MATERIAL FOR THIS TASK:
*** Block opens ***

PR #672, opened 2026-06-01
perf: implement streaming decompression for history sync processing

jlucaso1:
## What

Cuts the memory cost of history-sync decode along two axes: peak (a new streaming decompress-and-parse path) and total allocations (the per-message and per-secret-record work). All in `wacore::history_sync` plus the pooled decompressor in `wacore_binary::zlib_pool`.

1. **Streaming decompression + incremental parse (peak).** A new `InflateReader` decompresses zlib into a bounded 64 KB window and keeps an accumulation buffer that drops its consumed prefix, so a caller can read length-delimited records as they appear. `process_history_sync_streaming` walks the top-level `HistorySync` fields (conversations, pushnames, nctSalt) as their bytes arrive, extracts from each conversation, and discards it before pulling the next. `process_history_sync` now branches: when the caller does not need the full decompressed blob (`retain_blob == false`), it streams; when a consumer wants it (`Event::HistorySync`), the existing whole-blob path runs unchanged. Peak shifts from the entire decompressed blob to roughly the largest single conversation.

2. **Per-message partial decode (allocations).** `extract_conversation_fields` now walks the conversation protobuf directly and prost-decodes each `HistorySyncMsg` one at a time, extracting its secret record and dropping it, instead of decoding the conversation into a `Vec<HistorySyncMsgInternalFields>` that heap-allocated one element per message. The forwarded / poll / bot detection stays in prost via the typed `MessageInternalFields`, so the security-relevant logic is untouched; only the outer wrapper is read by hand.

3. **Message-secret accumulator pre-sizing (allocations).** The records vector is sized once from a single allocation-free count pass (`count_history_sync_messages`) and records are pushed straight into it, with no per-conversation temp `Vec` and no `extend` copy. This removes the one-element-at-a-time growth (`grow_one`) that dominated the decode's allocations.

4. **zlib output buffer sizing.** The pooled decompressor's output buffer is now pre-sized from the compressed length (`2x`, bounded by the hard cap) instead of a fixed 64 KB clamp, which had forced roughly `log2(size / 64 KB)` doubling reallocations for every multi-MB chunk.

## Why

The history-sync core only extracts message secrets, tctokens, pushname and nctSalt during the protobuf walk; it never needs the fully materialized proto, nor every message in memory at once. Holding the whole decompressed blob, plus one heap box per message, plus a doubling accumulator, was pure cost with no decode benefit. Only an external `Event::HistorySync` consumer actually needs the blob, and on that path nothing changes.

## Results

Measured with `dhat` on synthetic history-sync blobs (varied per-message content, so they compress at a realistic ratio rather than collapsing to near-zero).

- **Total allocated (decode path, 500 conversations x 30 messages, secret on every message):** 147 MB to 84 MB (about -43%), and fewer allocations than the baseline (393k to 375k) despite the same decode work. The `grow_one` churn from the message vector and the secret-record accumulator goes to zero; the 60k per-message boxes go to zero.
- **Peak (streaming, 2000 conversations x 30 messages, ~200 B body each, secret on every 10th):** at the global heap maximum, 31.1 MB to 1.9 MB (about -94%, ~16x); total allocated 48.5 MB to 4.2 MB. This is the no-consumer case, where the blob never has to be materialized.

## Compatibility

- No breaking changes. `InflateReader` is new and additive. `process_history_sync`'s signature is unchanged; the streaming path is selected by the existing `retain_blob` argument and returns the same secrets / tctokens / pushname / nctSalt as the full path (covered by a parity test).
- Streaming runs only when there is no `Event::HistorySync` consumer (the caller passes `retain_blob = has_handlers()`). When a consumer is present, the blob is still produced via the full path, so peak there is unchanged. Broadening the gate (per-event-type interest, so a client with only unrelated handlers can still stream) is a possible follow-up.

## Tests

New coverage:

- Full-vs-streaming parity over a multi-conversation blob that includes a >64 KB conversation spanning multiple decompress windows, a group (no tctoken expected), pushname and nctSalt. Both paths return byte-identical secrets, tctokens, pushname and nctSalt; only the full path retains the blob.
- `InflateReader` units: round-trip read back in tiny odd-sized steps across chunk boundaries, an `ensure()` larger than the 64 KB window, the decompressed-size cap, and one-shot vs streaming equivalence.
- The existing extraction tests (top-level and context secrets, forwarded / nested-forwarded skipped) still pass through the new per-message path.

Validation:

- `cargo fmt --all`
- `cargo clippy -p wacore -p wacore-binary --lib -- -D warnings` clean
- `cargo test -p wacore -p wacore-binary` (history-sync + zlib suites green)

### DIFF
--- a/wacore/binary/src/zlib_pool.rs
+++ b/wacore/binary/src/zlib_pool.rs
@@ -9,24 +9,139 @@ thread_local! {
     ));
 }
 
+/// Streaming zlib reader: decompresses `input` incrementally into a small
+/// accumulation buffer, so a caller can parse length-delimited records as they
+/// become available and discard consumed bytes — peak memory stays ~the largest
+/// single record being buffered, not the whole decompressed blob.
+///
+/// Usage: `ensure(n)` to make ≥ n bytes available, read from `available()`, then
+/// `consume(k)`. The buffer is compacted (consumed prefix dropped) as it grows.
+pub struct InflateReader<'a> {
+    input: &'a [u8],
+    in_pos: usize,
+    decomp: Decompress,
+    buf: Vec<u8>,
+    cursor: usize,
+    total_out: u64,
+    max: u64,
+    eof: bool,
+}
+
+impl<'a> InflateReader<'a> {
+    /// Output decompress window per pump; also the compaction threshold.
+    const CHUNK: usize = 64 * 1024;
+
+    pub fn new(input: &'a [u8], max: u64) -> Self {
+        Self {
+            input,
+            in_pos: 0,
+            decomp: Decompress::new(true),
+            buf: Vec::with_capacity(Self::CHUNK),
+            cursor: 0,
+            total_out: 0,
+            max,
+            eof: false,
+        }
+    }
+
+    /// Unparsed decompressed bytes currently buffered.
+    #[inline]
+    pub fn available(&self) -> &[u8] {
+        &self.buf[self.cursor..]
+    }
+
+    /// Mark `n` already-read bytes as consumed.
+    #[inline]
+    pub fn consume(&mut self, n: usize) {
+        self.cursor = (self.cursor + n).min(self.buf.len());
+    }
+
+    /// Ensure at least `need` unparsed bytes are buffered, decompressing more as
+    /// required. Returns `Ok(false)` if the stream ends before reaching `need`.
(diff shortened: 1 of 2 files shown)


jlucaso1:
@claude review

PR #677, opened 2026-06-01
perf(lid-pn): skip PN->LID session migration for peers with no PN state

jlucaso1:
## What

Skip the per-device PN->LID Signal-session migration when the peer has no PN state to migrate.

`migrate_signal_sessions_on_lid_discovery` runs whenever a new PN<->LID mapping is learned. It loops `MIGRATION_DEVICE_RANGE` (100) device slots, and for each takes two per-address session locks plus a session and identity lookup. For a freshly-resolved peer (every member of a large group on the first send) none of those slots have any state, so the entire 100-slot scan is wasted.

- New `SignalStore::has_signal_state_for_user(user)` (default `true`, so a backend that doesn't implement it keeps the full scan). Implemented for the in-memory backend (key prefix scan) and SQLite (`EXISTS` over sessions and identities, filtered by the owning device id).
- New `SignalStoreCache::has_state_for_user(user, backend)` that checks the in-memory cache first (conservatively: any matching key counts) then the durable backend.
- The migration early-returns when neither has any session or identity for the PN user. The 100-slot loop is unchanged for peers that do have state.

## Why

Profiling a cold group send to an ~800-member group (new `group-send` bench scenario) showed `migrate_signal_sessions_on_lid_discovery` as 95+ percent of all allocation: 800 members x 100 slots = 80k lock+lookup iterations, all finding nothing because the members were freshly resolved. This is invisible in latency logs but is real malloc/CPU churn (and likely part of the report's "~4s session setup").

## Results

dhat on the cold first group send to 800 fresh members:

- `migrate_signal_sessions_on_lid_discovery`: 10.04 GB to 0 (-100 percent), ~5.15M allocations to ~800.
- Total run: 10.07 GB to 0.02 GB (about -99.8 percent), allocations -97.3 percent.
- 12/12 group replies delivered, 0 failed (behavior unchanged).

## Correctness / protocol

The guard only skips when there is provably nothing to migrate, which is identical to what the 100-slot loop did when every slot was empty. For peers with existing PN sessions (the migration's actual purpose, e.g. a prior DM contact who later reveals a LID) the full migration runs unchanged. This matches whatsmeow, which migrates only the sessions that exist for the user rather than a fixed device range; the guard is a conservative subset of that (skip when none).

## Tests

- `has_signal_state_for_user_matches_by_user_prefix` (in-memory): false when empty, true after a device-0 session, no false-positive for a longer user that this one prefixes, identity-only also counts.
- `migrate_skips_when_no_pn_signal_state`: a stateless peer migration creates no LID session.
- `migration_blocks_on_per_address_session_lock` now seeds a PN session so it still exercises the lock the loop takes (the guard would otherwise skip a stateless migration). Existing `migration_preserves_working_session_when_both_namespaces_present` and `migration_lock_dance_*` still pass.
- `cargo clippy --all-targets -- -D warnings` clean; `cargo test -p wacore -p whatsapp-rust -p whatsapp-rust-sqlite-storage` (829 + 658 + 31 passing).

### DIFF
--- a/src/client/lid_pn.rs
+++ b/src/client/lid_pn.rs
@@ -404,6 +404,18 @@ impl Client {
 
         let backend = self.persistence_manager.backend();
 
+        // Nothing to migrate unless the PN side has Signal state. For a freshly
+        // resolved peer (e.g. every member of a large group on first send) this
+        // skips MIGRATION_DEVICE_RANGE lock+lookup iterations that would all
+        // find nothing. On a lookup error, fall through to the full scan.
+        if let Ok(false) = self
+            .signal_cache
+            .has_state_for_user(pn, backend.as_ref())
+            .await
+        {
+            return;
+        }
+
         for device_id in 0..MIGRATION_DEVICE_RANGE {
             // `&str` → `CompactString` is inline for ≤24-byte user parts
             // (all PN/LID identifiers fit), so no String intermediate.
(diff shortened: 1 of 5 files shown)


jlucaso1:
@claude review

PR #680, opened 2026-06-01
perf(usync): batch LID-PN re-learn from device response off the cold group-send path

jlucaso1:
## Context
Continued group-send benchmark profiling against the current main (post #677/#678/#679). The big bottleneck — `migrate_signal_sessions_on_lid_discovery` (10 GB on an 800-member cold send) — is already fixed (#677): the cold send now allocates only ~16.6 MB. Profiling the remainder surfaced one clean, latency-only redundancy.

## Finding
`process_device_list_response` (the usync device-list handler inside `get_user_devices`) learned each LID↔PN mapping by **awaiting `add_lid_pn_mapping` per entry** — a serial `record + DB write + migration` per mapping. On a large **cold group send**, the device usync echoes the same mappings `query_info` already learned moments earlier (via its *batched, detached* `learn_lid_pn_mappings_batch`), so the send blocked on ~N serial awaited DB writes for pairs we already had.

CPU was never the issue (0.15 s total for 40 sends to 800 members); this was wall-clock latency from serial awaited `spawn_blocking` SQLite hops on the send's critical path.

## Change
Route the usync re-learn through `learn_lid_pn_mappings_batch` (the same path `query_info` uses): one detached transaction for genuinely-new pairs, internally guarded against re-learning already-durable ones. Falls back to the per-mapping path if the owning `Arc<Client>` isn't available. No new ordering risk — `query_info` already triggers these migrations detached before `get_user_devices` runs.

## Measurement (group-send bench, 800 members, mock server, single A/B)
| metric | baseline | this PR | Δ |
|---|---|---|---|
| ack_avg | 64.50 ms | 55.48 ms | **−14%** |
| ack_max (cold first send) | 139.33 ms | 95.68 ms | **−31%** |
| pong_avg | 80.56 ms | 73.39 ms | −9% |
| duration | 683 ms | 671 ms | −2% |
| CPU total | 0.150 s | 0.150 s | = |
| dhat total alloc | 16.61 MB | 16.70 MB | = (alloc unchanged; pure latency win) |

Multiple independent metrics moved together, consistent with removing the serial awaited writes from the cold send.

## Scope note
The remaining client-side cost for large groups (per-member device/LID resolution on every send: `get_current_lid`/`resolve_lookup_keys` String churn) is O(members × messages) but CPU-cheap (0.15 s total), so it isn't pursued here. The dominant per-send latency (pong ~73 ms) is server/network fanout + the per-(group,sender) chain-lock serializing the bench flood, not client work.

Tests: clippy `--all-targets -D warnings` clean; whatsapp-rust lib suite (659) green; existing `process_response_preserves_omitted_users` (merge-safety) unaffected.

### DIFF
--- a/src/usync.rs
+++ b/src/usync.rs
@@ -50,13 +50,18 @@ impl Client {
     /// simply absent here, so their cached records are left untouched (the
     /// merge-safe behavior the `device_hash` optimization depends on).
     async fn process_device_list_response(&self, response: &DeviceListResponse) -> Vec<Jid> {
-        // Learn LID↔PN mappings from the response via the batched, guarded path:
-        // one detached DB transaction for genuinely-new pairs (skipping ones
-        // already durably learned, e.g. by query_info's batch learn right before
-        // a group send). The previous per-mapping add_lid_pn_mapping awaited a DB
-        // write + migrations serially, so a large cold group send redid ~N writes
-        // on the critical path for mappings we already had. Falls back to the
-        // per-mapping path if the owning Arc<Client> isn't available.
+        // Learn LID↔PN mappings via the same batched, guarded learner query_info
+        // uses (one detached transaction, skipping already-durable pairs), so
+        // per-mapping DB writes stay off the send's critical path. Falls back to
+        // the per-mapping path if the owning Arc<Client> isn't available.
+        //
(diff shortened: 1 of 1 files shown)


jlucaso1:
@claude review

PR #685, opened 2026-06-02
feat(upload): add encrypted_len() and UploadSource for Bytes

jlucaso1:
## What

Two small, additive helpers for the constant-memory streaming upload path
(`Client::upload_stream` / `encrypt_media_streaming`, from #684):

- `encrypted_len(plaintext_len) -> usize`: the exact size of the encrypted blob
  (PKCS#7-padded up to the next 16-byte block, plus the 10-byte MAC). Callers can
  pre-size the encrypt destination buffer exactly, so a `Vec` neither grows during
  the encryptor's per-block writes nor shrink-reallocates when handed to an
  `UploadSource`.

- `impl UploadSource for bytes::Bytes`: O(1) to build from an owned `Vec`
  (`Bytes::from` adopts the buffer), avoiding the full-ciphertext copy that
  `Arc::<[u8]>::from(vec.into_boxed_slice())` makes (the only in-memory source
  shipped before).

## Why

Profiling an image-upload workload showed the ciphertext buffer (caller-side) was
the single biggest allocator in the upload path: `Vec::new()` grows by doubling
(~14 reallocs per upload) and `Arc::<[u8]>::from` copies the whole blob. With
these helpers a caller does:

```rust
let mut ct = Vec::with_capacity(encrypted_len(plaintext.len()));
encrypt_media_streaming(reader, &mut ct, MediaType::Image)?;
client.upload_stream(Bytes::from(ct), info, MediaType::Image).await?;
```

*** Block closes ***

TASK REQUIREMENTS: Look back at the data above. Transcribe exactly the lines starting at the line that contains "state. For a freshly" and ending at the line that contains "that would all".

WRITTEN ANSWER:
+        // Nothing to migrate unless the PN side has Signal state. For a freshly
+        // resolved peer (e.g. every member of a large group on first send) this
+        // skips MIGRATION_DEVICE_RANGE lock+lookup iterations that would all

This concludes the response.